Kommt ein Schuldbrief abhanden, greift für die Kraftloserklärung ein besonderes, im Wertpapierrecht geregeltes Verfahren, welches sich dann im Sachenrecht in Bezug auf Titel und Grundbucheintrag seine Fortsetzung findet:
Anrufung des Richters
Bei der Anrufung des Richters sind zu beachten:
Aktivlegitimation
- Gläubiger
- Eigentümer beim Eigentümerschuldbrief
- Schuldner
Zuständigkeit
- Richter am Ort der gelegenen Sache, d.h. im Bezirk, wo das Grundstück liegt, auf dem der vermisste Schuldbrief lastet [vgl.

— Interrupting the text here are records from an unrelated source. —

PR #4979, opened 2024-06-18
EES-4993 Move `PublicApiDataSet*` columns from `Files` to `ReleaseFiles`

ntsim:
This PR moves the `PublicApiDataSetId` and `PublicApiDataSetVersion` columns from the content DB's `Files` table to `ReleaseFiles`.

This fixes an issue where creating a draft API data set for a `ReleaseFile` in an amendment can immediately show in the Data Catalogue as an API data set. This was due to the `PublicApiDataSet*` columns previously being on the `Files` table, meaning any changes would be shared between all `ReleaseFiles` sharing the same `File`.

:warning: **Note** - To implement this, we also require an endpoint migration to unset the `PublicApiDataSet*` columns for any amendment `ReleaseFiles` that have already been created with this issue.

### DIFF
--- a/src/GovUk.Education.ExploreEducationStatistics.Content.Model/Database/ContentDbContext.cs
+++ b/src/GovUk.Education.ExploreEducationStatistics.Content.Model/Database/ContentDbContext.cs
@@ -409,6 +409,27 @@ namespace GovUk.Education.ExploreEducationStatistics.Content.Model.Database
                         v => v.HasValue
                             ? DateTime.SpecifyKind(v.Value, DateTimeKind.Utc)
                             : null);
+                entity.Property(f => f.PublicApiDataSetVersion)
+                    .HasMaxLength(20)
+                    .HasConversion(
+                        v => v.ToString(),
+                        v => SemVersion.Parse(v, SemVersionStyles.Strict, 20)
+                    );
+
+                entity.HasIndex(rf => new
+                {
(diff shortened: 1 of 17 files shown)


src/GovUk.Education.ExploreEducationStatistics.Content.Model/Database/ContentDbContext.cs
```diff
@@ -409,6 +409,27 @@ private static void ConfigureReleaseFile(ModelBuilder modelBuilder)
...
+                        v => v.ToString(),
+                        v => SemVersion.Parse(v, SemVersionStyles.Strict, 20)
+                    );
+
+                entity.HasIndex(rf => new
+                {
+                    rf.ReleaseVersionId,
+                    rf.FileId,
+                })
+                .IsUnique();
```
jack-hive, line 424: I'm guessing this is unrelated to this PR but we just wanted to add this in because it should have always been there?

jack-hive (approved):

src/GovUk.Education.ExploreEducationStatistics.Content.Model/Database/ContentDbContext.cs
ntsim: Yep, this is just to add a unique constraint that should have been there in the first place!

ZPO 29 Abs. 4 und ZPO 43 Abs. 2]
Verfahrensart
- Verfahren der nicht streitigen Gerichtsbarkeit
ZPO 29 Abs. 4
Für Angelegenheiten der freiwilligen Gerichtsbarkeit, die sich auf Rechte an Grundstücken beziehen, ist das Gericht an dem Ort zwingend zuständig, an dem das Grundstück im Grundbuch aufgenommen ist oder aufzunehmen wäre.
ZPO 43 Abs. 2
Für die Kraftloserklärung von Grundpfandtiteln ist das Gericht an dem Ort zwingend zuständig, an dem das Grundstück im Grundbuch aufgenommen ist.
Kraftloserklärungs-Varianten
Gesetzliche Grundlagen
- OR 983 f.
- ZGB 856
- ZGB 865
Variante ZGB 865 (Schuldbriefverlust-Variante)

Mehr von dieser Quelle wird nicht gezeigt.